REQUIRED ACTION
Go through the data below and return each line where the string "mozilla" appears.

─── MATERIAL FOR THIS TASK

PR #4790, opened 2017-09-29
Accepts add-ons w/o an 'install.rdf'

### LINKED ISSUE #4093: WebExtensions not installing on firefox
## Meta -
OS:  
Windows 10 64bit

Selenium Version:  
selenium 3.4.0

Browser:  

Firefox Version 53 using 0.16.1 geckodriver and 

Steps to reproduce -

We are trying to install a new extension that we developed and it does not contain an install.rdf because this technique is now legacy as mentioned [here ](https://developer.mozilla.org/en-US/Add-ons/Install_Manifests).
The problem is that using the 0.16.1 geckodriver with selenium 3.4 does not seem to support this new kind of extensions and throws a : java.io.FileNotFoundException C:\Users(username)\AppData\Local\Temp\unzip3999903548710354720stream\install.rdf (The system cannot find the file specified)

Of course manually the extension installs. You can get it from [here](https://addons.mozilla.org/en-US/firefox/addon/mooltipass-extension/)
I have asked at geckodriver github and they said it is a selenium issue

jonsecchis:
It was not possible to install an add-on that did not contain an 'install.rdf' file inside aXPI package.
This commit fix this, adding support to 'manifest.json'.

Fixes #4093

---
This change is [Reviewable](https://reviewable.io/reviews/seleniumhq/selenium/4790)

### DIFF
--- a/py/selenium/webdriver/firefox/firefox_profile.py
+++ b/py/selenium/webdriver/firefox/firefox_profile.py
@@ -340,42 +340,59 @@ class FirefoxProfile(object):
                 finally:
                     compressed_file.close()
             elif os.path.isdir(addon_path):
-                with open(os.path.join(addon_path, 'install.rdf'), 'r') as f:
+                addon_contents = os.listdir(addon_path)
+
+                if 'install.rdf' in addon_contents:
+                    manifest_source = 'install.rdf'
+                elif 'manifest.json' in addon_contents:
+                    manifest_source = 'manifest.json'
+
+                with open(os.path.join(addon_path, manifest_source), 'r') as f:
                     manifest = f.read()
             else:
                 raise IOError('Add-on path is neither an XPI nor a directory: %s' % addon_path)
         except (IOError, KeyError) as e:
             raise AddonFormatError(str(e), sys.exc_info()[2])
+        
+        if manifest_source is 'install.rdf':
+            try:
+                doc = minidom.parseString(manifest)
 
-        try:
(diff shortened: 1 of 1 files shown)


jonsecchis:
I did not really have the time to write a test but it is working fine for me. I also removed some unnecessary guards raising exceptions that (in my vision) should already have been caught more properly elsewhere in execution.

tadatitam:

──────

OUTPUT BELOW
We are trying to install a new extension that we developed and it does not contain an install.rdf because this technique is now legacy as mentioned [here ](https://developer.mozilla.org/en-US/Add-ons/Install_Manifests).
Of course manually the extension installs. You can get it from [here](https://addons.mozilla.org/en-US/firefox/addon/mooltipass-extension/)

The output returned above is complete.